Copy exactly the lines of the data below that run from the line holding "I suspect the problem is that" through the line holding "My initial bug", both ends included.

* Task data *
⟨

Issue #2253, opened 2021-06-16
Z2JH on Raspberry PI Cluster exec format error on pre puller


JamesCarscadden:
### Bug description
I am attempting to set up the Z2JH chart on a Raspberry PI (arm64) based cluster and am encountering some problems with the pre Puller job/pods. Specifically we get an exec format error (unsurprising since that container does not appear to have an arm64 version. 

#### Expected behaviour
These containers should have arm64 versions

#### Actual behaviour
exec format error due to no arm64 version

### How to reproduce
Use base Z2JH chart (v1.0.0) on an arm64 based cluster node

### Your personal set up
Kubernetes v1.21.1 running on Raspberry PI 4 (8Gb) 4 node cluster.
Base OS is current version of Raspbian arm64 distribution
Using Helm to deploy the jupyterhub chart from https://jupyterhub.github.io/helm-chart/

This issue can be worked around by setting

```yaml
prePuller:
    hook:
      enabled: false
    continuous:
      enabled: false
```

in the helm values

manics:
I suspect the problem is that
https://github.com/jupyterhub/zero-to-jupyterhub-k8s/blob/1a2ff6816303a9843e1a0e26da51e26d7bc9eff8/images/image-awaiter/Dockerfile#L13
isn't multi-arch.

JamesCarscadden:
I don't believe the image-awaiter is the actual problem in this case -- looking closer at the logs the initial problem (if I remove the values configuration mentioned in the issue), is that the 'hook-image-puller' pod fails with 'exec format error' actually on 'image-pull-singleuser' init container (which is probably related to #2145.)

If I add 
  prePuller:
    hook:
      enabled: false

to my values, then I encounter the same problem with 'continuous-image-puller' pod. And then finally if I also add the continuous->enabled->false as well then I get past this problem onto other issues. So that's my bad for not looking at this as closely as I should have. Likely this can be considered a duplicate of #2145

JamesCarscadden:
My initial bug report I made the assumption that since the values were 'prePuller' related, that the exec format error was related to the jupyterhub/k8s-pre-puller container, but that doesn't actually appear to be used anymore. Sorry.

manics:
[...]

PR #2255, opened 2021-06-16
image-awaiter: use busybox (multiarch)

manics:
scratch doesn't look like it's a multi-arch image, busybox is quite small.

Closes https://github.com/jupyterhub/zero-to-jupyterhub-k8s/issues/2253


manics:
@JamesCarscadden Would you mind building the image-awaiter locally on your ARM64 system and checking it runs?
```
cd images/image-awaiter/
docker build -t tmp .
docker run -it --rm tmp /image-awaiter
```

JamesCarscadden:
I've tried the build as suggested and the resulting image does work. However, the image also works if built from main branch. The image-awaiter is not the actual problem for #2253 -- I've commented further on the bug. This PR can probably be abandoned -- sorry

⟩
⟨

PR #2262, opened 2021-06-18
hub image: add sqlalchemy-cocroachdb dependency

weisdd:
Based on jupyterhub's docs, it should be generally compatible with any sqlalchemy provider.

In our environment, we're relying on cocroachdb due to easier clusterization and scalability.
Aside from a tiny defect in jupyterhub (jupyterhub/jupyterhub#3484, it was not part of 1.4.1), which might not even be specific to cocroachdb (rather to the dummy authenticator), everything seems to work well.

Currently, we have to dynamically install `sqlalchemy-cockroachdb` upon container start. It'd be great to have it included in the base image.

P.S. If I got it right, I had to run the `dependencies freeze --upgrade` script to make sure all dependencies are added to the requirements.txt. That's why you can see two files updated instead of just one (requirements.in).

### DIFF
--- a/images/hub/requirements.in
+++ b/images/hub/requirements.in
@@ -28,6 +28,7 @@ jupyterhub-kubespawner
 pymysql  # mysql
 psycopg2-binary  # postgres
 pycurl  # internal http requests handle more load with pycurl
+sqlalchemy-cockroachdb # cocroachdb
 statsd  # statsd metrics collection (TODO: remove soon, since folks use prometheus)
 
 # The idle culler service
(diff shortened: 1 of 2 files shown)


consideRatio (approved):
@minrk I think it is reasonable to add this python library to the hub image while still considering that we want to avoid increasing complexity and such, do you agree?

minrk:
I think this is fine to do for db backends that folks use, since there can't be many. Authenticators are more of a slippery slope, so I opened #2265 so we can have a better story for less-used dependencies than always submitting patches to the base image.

⟩
⟨

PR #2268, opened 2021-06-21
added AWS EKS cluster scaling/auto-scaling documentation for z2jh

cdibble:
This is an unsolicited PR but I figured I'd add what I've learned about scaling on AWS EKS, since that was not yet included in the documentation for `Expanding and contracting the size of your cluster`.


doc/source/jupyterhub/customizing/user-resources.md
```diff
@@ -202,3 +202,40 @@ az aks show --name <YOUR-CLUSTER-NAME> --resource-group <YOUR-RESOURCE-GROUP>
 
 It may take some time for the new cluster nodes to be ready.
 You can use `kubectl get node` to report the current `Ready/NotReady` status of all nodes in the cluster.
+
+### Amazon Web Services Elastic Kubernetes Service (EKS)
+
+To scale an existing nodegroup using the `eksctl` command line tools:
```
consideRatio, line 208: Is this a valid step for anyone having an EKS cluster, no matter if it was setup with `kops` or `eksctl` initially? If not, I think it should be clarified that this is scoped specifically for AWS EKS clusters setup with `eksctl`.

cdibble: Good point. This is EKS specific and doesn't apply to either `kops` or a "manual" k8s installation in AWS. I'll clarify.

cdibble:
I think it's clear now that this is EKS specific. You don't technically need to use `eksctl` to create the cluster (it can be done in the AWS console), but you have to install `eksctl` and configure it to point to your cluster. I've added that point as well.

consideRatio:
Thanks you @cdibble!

⟩

* Response area *
I suspect the problem is that
https://github.com/jupyterhub/zero-to-jupyterhub-k8s/blob/1a2ff6816303a9843e1a0e26da51e26d7bc9eff8/images/image-awaiter/Dockerfile#L13
isn't multi-arch.

JamesCarscadden:
I don't believe the image-awaiter is the actual problem in this case -- looking closer at the logs the initial problem (if I remove the values configuration mentioned in the issue), is that the 'hook-image-puller' pod fails with 'exec format error' actually on 'image-pull-singleuser' init container (which is probably related to #2145.)

If I add 
  prePuller:
    hook:
      enabled: false

to my values, then I encounter the same problem with 'continuous-image-puller' pod. And then finally if I also add the continuous->enabled->false as well then I get past this problem onto other issues. So that's my bad for not looking at this as closely as I should have. Likely this can be considered a duplicate of #2145

JamesCarscadden:
My initial bug report I made the assumption that since the values were 'prePuller' related, that the exec format error was related to the jupyterhub/k8s-pre-puller container, but that doesn't actually appear to be used anymore. Sorry.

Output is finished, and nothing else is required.